Воспитание помещичьих детей велось в ту пору по довольно распространенному шаблону, носило какой-то сокращенный, точно заводской, характер и не изобиловало родительским вниманием: детей растили и воспитывали обыкновенно на особой половине сначала кормилицы, а потом няньки и гувернантки или дядьки и гувернеры, потом учили их лет до десяти приходские священники и какие-нибудь “домашние учителя”, нередко из своих же крепостных, а затем их сбывали в учебные заведения, преимущественно в казенные, или в какие-нибудь приготовительные пансионы. Воспитание это и вообще-то нельзя назвать рациональным, а салтыковское тем более из-за суровости домашнего режима и той довольно исключительной семейной обстановки, какая создалась на почве крепостного права, и подчинения бесхарактерного отца практичною, деловитою матерью, которая больше всего думала о хозяйстве. Много видел маленький Салтыков и крепостной, и семейной неправды, оскорблявшей человеческое достоинство и угнетавшей впечатлительную детскую душу; но даровитая натура его не сломилась, а напротив, точно закалялась в испытании и собиралась с силами, чтобы впоследствии широко расправить крылья над человеческою неправдою вообще. Однажды мы заговорили с ним о памяти, – с какого возраста человек начинает помнить себя и окружающее, – и он мне сказал: “А знаете, с какого момента началась моя память? Помню, что меня секут, кто именно, не помню; но секут как следует, розгою, а немка – гувернантка старших моих братьев и сестер – заступается за меня, закрывает ладонью от ударов и говорит, что я слишком еще мал для этого. Было мне тогда, должно быть, года два, не больше”. Вообще, детство Салтыкова не изобилует светлыми впечатлениями.

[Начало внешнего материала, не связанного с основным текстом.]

PR #178, opened 2017-03-07
Adds Linux & Mac Build Automation

lenary:
This should allow you to build on linux or mac. 

I put mac as a subdirectory of linux, so that it's obvious that mac just has one or two changes away from the linux install.

If you install cmake 3.7 on the machine, it won't download it for every build. Though, in fact, as long as you're always building in the same directory, everything should stick around between builds and just work.

When it comes time to extend where we pull from to other repos, `checkout.sh` is the file to change.

Also, I do no managing of build dirs etc, which I really should do better. We should talk about this.


lenary:
Did a build using this on Linux, it worked and ran all the tests (though some of the LLVM Test Suite tests didn't pass, as has been the case before). Merging

PR #179, opened 2017-03-08
Adds Tests for Dynamic Bounds Checks at Assignment

lenary:
This test checks both the AST and the IR for tests involving using `=` to assign into a checked array/checked `array_ptr`.

It effectively echoes the test for reading out of these arrays, only the check happens before the store. The pointer calculations remain exactly the same.


lenary:
Testing:
- Passes on Mac (64-bit)
- Passes on Windows, 32-bit and 64-bit. (A different test is failing, but this is the type problem I solved in a different PR)
- Not yet tested on linux, will do that after our meeting.

PR #186, opened 2017-03-10
Clears up Dynamic Check generation and adds methods for next steps

lenary:
We had lots of stats we weren't using, and some don't make any sense any more.

We can no longer tell the expression origin of a given check beyond its immediate expression such as `*e1`, `e1[e2]`, `e1.f`, `e1->f` or `dynamic_check()`, which means there's no way to record if the check came from an assignment, update, increment or read.

I've also added two stub methods for Member expressions (`e.f`) and Arrow expressions (`e->f`). Though these are not particularly different in the AST (both represented by MemberExprs), I think the logic may be different so I've split them apart.


lenary:
Tested on Mac, this gets rid of some Variable Unused warnings, and everything continues to pass.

“Пошехонская старина”, имеющая, несомненно, автобиографическое значение, переполнена самыми грустными красками и дает если не буквально точную, то во всяком случае довольно близкую картину его домашнего воспитания в период до десятилетнего возраста. Михаилу Евграфовичу пришлось расти и учиться отдельно от старших братьев, которые были в то время уже в учебных заведениях, но все-таки он помнил и их детство и испытал на себе, хотя и в меньшей степени, тот же воспитательный уклад, в котором телесные наказания в разных видах и формах являлись главным педагогическим приемом. Детей ставили на колени, рвали за вихры и за уши, секли, а чаще всего кормили подзатыльниками и колотушками как способом более сподручным.

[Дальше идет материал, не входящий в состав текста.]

Issue #189, opened 2017-03-13
Add checked scope


wonsubkim:
add checked scope
checked scope is program scope for checked pointer type (refer to ch 2.7)
we will implement first checked scope not unchecked scope

checked scope syntax
1. **checked** _compound_stmt_ ({... })
2. **checked** _function_declaration_

In checked scope, it is allowed to have checked pointer types, checked array types or unchecked pointer types, unchecked array types with bounds-safe interface

wonsubkim:
Requirement

- In checked scope, code is limited to use pointer types that are checked pointer types or unchecked pointer types with bounds-safe interface

-  In checked function, function declaration can have use checked pointer types for return type and function parameter types

- In checked function, function body is defined as checked scope by default

- In checked scope, function without prototype is not allowed to use

wonsubkim:
In checked function, checked keyword acts as new function specifier
checked function specifier is added in Declarator and it enforces to check if
function declarator has proper type or function definitions has proper statement type

In checked scope, checked keyword insert additional property into related scope
checked property is added Scope/CompoundScope

According to this checked property, Sema (Semantic) will check if 
declaration statement has proper checked pointer type
or function declarator has proper return/parameter type

dtarditi:
I have created work items for this feature: issue #199, issue #200, issue #201, and issue #202.

wonsubkim:
I have a question about work item management

The new created work items have different status in my thought
Some work items such as #199, #200 are related to current PR (#193)
I am now working on parsing of checked scope and declaration type restriction in #193 PR
and testing those with simple test code in checkedc
So, if #193 PR is completed, those two work items can be closed

Other work items such as #201, #202 are not yet implemented but works to do
How about your idea?

wonsubkim:
Related issues (#199, #200, #201, #202, #247, #251)

dtarditi:
The feature is complete.

PR #193, opened 2017-03-16
Add initial version of checked scope/function implementation

wonsubkim:
Implemented checked scope/function
checked function
 - checked keyword is before function definition
 - checked keyword is regarded as function specifier in implementation
 - checked function specifier affects function declaration scope & function definition scope
 - in function declaration, it checks if function parameter type & return type is proper for checked scope
 - in function definition, it checks if function definition statement body is regarded as checked compound scope

checked scope
 - checked keyword is before l_brace
 - this compound statment is regarded as checked block
 - in checked compound statments, all declaration can have checked pointer type or unchecked pointer type with bounds-safe interface
 - otherwise, compiler emits compilation error

Also relative alignment bug fix is added in this pull request


wonsubkim:
I also have added test code for simple version of checked scope test
Should I do pull request for this checked scope test code?

dtarditi:
Yes, please do a pull request for the test code.    Which repo do you plan to put the test code in?

wonsubkim:
Similar to relative alignment test code, I plan to put in checked repository (checkedc/test/typechecking/checked_scope.c)
If this PR is merged, I will do PR for test code

dtarditi:
Yes, that is a good place to put it.  It would be helpful to do the pull request for the test code now.   I like to review compiler changes and test for the changes at the same time.   It helps me understand if there is good testing of the compiler change.

We have to commit the compiler changes before the tests so that testing does not break.

wonsubkim:
I plan to start checked scope implementation with simple test code having checked function & scope
Okay, I will do PR for checkedc test code example with this PR
Thanks

wonsubkim:
I have done PR for test code for #189 
It is simple test code for testing checked function and checked scope
I have checked those simple test code

include/clang/Basic/DiagnosticSemaKinds.td
```diff
@@ -8904,6 +8904,11 @@ def err_bounds_type_annotation_lost_checking : Error<
 	"%select{assignment|increment|decrement|call|volatile}0 expression not allowed in "
 	"%select{expression|dynamic check expression|count expression|byte count expression|bounds expression}1">;
 
+  def err_checked_scope_type : Error<
+    "invalid %select{parameter type|return type|variable type|member type}0 in checked scope or function">;
+
+  def err_checked_scope_no_prototype_func : Error<
```
dtarditi: I would reword this as "function without a prototype cannot be used or declared in a checked scope."

include/clang/Sema/DeclSpec.h
```diff
@@ -393,6 +395,8 @@ class DeclSpec {
       TQ_unalignedLoc;
   SourceLocation FS_inlineLoc, FS_virtualLoc, FS_explicitLoc, FS_noreturnLoc;
   SourceLocation FS_forceinlineLoc;
+  // Checked C - checked function
```
dtarditi: I would reword this comment as "//Checked C- checked keyword location"

lib/Parse/ParseDecl.cpp
```diff
@@ -2829,6 +2828,32 @@ void Parser::ParseDeclarationSpecifiers(DeclSpec &DS,
       AttrsLastTime = true;
       continue;
 
+    case tok::kw__Checked:
+      // Checked C - it is parsed as checked array or checked function keyword
+      // checked array type, checked []
+      if (NextToken().is(tok::l_square)) {
+        if (!getLangOpts().CPlusPlus11 || !isCXX11AttributeSpecifier())
```
dtarditi: The "checked" keyword is only recognized when the compiler is parsing C.  This means that !getLangOpts().CPlusPlus11() will always be true.  I suggest simplifying this block of code.  I think the code beneath the goto can be deleted, and the if-statement can be removed.

lib/Parse/ParseDecl.cpp
```diff
@@ -6236,7 +6274,8 @@ void Parser::ParseParameterDeclarationClause(
 
       // Inform the actions module about the parameter declarator, so it gets
       // added to the current scope.
-      ParmVarDecl *Param = Actions.ActOnParamDeclarator(getCurScope(), ParmDeclarator);
+      ParmVarDecl *Param =
```
dtarditi: This looks like only a formatting change not related to parsing checked scopes.  Please undo this change because it might make merging updated sources for clang harder.

lib/Parse/ParseStmt.cpp
```diff
@@ -854,7 +865,7 @@ StmtResult Parser::ParseCompoundStatement(bool isStmtExpr) {
 ///
 StmtResult Parser::ParseCompoundStatement(bool isStmtExpr,
                                           unsigned ScopeFlags) {
-  assert(Tok.is(tok::l_brace) && "Not a compount stmt!");
+  assert(Tok.is(tok::l_brace) && "Not a compound stmt!");
```
dtarditi: I agree that there is a typographical error here.   However, this change is unrelated to parsing checked keywords, so please undo it.  It might make future merges of code harder.

lib/Parse/ParseStmt.cpp
```diff
@@ -21,6 +21,7 @@
 #include "clang/Sema/PrettyDeclStackTrace.h"
 #include "clang/Sema/Scope.h"
 #include "clang/Sema/TypoCorrection.h"
+#include "clang/Sema/SemaDiagnostic.h"
```
dtarditi: Is this new include needed in this file?   I am not seeing changes to this file that seem to use the result of the include.

lib/Parse/ParseStmt.cpp
```diff
@@ -441,7 +450,7 @@ StmtResult Parser::ParseSEHTryBlock() {
     return StmtError(Diag(Tok, diag::err_expected) << tok::l_brace);
 
   StmtResult TryBlock(ParseCompoundStatement(/*isStmtExpr=*/false,
-                      Scope::DeclScope | Scope::SEHTryScope));
+                      (unsigned)(Scope::DeclScope | Scope::SEHTryScope)));
```
dtarditi: This change seems unrelated to parsing checked scopes.   Please undo it.

lib/Parse/ParseStmt.cpp
```diff
@@ -2068,8 +2086,8 @@ StmtResult Parser::ParseCXXTryBlockCommon(SourceLocation TryLoc, bool FnTry) {
     return StmtError(Diag(Tok, diag::err_expected) << tok::l_brace);
 
   StmtResult TryBlock(ParseCompoundStatement(/*isStmtExpr=*/false,
-                      Scope::DeclScope | Scope::TryScope |
-                        (FnTry ? Scope::FnTryCatchScope : 0)));
+                      (unsigned)(Scope::DeclScope | Scope::TryScope |
```
dtarditi: This change seems unrelated to parsing checked scopes. Please undo it.

lib/Parse/Parser.cpp
```diff
@@ -1096,8 +1107,12 @@ Decl *Parser::ParseFunctionDefinition(ParsingDeclarator &D,
       TemplateInfo.Kind == ParsedTemplateInfo::Template &&
       Actions.canDelayFunctionBody(D)) {
     MultiTemplateParamsArg TemplateParameterLists(*TemplateInfo.TemplateParams);
-    
-    ParseScope BodyScope(this, Scope::FnScope|Scope::DeclScope);
+    // Checked C - consider checked function definition
+    ParseScope BodyScope(this,
+                         Scope::FnScope | Scope::DeclScope |
+                             (D.getDeclSpec().isCheckedSpecified() || isChecked
+                                  ? Scope::CheckedScope
```
dtarditi: It looks this computation is repeated several times below (I am reviewing this via the GitHub interface which hides lines of code, so I might be wrong).   Instead of repeating the computation, please compute it once and store the result in a local variable.

lib/Sema/SemaChecking.cpp
```diff
@@ -10621,6 +10621,64 @@ void Sema::DiagnoseSelfMove(const Expr *LHSExpr, const Expr *RHSExpr,
...
+    TypeKind = 3; // member type
+    Ty = Field->getType();
+  }
+
+  bool checkedScopeError = false;
+  if (TargetDecl) {
+    // type is unchecked pointer w/o bounds-safe interface
+    // type is unchecked pointer & its bounds-safe interface is also unchecked
+    QualType InterOpTy = GetCheckedCInteropType(TargetDecl);
+    if ((Ty->isUncheckedPointerType() || Ty->isUncheckedArrayType()) &&
```
dtarditi: We will need a more complex way to determine whether a type uses an unchecked type.   We have to check what the pointer points to and whether that is an unchecked type.  We have a routine in Type.h that determines whether a type mentions a checked type.  We will need a similar routine for a checked type..

I think what you have here is a great first step.   I think adding more complex checking is beyond the scope of this pull request.   I have opened work item #200 to track this additional work.   I do not think you should extend this pull request to add this functionality - it recommend doing it separately.

include/clang/Basic/DiagnosticSemaKinds.td
wonsubkim: Okay, I will modify err_checked_scope_no_prototype_func error message
How about err_checked_scope_type error message?

include/clang/Sema/DeclSpec.h
wonsubkim: Okay, I will do it

lib/Parse/ParseStmt.cpp
wonsubkim: As I added additional argument into ParseCompoundStatement method to pass checked scope flag, it is necessary to distinguish from those two methods (ParseCompoundStatement(bool, bool) and ParseCompoundStatement(bool, unsigned).
So, for compilation purpose, I have added above casting

ParseCompoundStatement(bool isStmtExpr) & ParseCompoundSatatment(bool isStmtExpr, unsigned flag)

lib/Parse/ParseStmt.cpp
wonsubkim: Okay I will undo this

lib/Parse/Parser.cpp
wonsubkim: Okay, I will apply this

lib/Sema/SemaChecking.cpp
wonsubkim: Thanks for your suggestion
I will check this more

lib/Parse/ParseStmt.cpp
wonsubkim: Maybe it was related to previous work
I will check this. If possible, I will undo this

lib/Parse/ParseDecl.cpp
wonsubkim: In checked array, checked keyword is used before l_square (checked []).
In checked scope, checked keyword is used before l_brace (checked { ).
In checked function, checked keyword is used before another function specifier or type
To distinguish above two situations, I have used if-statement
In checked array case, it was same as before
In checked scope case, it is impossible case for this function declaration specifier
Otherwise, it is used as checked function specifier. In this case, I have set chekced function specifier in declaration

In checked array case, I will remove unnecessary code beneath the goto statement

dtarditi:
I did not realize that ParseCompoundStatement was being overloaded by this change.  Thank you for point that out.  I do not recommend using overloading in subtle ways like this.   It can lead to errors and problems later on.  I recommend adding isChecked as a 3rd argument to ParseCompoundStatement.  We can set the default argument value for "isChecked" to false.   However, we will still need to examine each call to ParseCompoundStatement to set whether isChecked needs to be propagated or not.  In the case where isChecked needs to be propagated and default arguments are being relied upon for other arguments, it is better to just make the other arguments explicit.  At least the code will be clear.

wonsubkim:
As you have mentioned, I have overloaded `ParseCompoundStatement(bool isStmtExpr)` function to pass **isChecked** argument.
After parsing checked scope keyword, I have passed isChecked result as argument of `ParseCompoundStatement(bool isStmtExpr, bool isChecked)
`And then, if isChecked is true, it calls `ParseCompoundStatement(bool isStmtExpr, unsigned scopeFlag) `call after inserting **CheckedScope** flag into scope flag
For this, I have added isChecked parameter into that function

According to your feedback, I will add isChecked parameter into ParseCompoundStatement function and then adjust scope flag within `ParseCompoundStatement(bool isStmtExpr, unsigned ScopeFlags, bool isChecked) `function

wonsubkim:
I have applied your feedback and slightly extended implementation to handle checked keyword for struct/union
According to your advice, I will improve further expression checking including C-style casting in a checked scope

include/clang/Basic/DiagnosticSemaKinds.td
dtarditi: Yes, I agree that the err_checked_scope_type need should be revised.   I think it would be useful to say something like "parameter|return|variable|member cannot have an unchecked pointer|array type in a checked scope or function"

lib/Parse/ParseStmt.cpp
```diff
@@ -228,8 +229,16 @@ Parser::ParseStatementOrDeclarationAfterAttributes(StmtVector &Stmts,
   case tok::kw_default:             // C99 6.8.1: labeled-statement
     return ParseDefaultStatement();
 
+  case tok::kw__Checked:
+    // Checked C - check if checked scope keyword
+    assert(NextToken().is(tok::l_brace));
```
dtarditi: How do we know that the next token will be an l_brace?

lib/Parse/ParseDecl.cpp
dtarditi: I think !getLangOpts().CPlusPlus11() will always be true at line 2835.

lib/Parse/ParseStmt.cpp
wonsubkim: In checked c specification, checked keyword can be used as
checked array, checked function, checked scope (compound or struct/union)

Since checked array & checked function is used in declaration, 
checked scope keyword is parsed in declaration
In this case, checked scope keyword is used before l_brace and function 

function (ParseStatementOrDeclarationAfterAttributes) is used to parse statement
so, I have expected that checked keyword is used only before l_brace
In that case, we prepare to parse next l_brace by calling parse compound statement
Otherwise, it is an error case

I agree your opinion. It is not always correct
To handle error case, I will change it

include/clang/AST/Expr.h
```diff
@@ -4814,13 +4814,24 @@ class RangeBoundsExpr : public BoundsExpr {
 private:
   enum { LOWER, UPPER, END_EXPR };
   Stmt *SubExprs[END_EXPR];
+  RelativeBoundsClause *DefaultClause;
   RelativeBoundsClause *RelativeClause;
+  /// Relative alignment base : bounds(lb, ub) rel_align(T)
+  /// compiler checkes whether sizeof(referent-type(base)) is common factor of
+  /// sizeof(T)
+  /// \brief BALIGN(base align) is sizeof(referent-type(base)))
+  /// \breif RALIGN(relative align) is from relative alignment clause
```
dtarditi: There is a typo: this should be \brief.

include/clang/AST/Expr.h
```diff
@@ -4814,13 +4814,24 @@ class RangeBoundsExpr : public BoundsExpr {
 private:
   enum { LOWER, UPPER, END_EXPR };
   Stmt *SubExprs[END_EXPR];
+  RelativeBoundsClause *DefaultClause;
   RelativeBoundsClause *RelativeClause;
+  /// Relative alignment base : bounds(lb, ub) rel_align(T)
+  /// compiler checkes whether sizeof(referent-type(base)) is common factor of
```
dtarditi: The semantics is slightly different: 
Normally, the compiler assumes that ub-lb is a multiple of sizeof(referentype(base)).
This lets the compiler generate more efficient code for bounds checks.  With
a rel_align clause, the compiler assume that ub-lb is a multiple of sizeof(T).

lib/Sema/SemaChecking.cpp
```diff
@@ -10621,6 +10621,73 @@ void Sema::DiagnoseSelfMove(const Expr *LHSExpr, const Expr *RHSExpr,
...
+  else if (const FieldDecl *Field = dyn_cast<FieldDecl>(Decl)) {
+    TargetDecl = Field;
+    DeclKind = 3; // member
+    Ty = Field->getType();
+  }
+
+  bool checkedScopeError = false;
+  int TypeKind = 0;
+  if (TargetDecl) {
+    // type is unchecked pointer w/o bounds-safe interface
```
dtarditi: The type could be an unchecked array too.  This can happen for global variables.  We will add a pragma at the top-level that makes everything be in a checked scope.

lib/Parse/ParseDecl.cpp
```diff
@@ -2829,6 +2828,22 @@ void Parser::ParseDeclarationSpecifiers(DeclSpec &DS,
       AttrsLastTime = true;
       continue;
 
+    case tok::kw__Checked:
+      // Checked C - it is parsed as checked array or checked function keyword
+      // checked array type, checked []
+      if (NextToken().is(tok::l_square)) {
+        if (!isCXX11AttributeSpecifier())
```
dtarditi: `!getLangOpts().CPlusPlus11` was true, so the if-statement 'if (!getLangOpts().CPlusPlus11 '' !isCXX11AttributeSpecifier()) goto DoneWithDeclSpec` should just be replaced with `goto DoneWithDeclSpec`.

lib/Sema/SemaChecking.cpp
```diff
@@ -10621,6 +10621,73 @@ void Sema::DiagnoseSelfMove(const Expr *LHSExpr, const Expr *RHSExpr,
...
+    // type is unchecked pointer & its bounds-safe interface is also unchecked
+    QualType InterOpTy = GetCheckedCInteropType(TargetDecl);
+    if ((Ty->isUncheckedPointerType() || Ty->isUncheckedArrayType()) &&
+        (InterOpTy.isNull() || (InterOpTy->isUncheckedPointerType() ||
+                                InterOpTy->isUncheckedArrayType()))) {
+      checkedScopeError = true;
+      TypeKind =
```
dtarditi: I think this should just be:

TypeKind = (Ty->isUncheckedPointerType()) ? 0 : 1

lib/Parse/ParseStmt.cpp
```diff
@@ -826,6 +831,22 @@ StmtResult Parser::ParseDefaultStatement() {
                                   SubStmt.get(), getCurScope());
 }
 
+/// ParseCheckedScopeStatement - Parse a 'checked {' statement
```
dtarditi: This looks great!  Thanks for the change.

include/clang/AST/Expr.h
wonsubkim: Sorry for mistake
This update related to BoundsClause is wrongly merged into current branch
By merging branches, I had some mistakes
I will exlucde this updates for this commit

include/clang/AST/Expr.h
wonsubkim: I will check it

lib/Sema/SemaChecking.cpp
wonsubkim: You mean that interop type SHOULD be checked type.
Okay I will change this

wonsubkim:
As I have commented about this issue, I apologize mistakes about wrong merge
To follow remote update, I have merged master branch into current branch but wrong commit is accidently merged into current branch
I will revert this update from current commit and apply your feedback into this commit
I did not realize this mistake :(
Sorry for bothering you

lib/Sema/SemaChecking.cpp
dtarditi: I think there is some confusion here.   I thought in the error message that we need to print whether the type was an unchecked pointer or unchecked array type.   I don't think the additional clause `(InteropType.isNull ...` is needed.   My suggestion is to simplify the code.

dtarditi:
It is not a problem about the merge issues.   Please let me know when the code is ready to review again.

lib/Sema/SemaChecking.cpp
wonsubkim: I have missed that interoperation type (itype) SHOULD require checked type
If interop type is not null, it is definitely checked type.
So, it is not necessary to check if interop type is checked or unchecked
I will simplify above codes

wonsubkim:
I am ready to review again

“Припоминается беспрерывный детский плач, неумолкаемые детские стоны за классным столом, – заставляет он говорить своего Затрапезного, – припоминается целая свита гувернантов, следовавших одна за другой и с непонятною для нынешнего времени жестокостью сыпавших колотушками направо и налево… Все они бесчеловечно дрались, а Марью Андреевну (дочь московского немца-сапожника) даже строгая наша мать называла фурией. Так что во все время ее пребывания уши у детей постоянно бывали покрыты болячками”.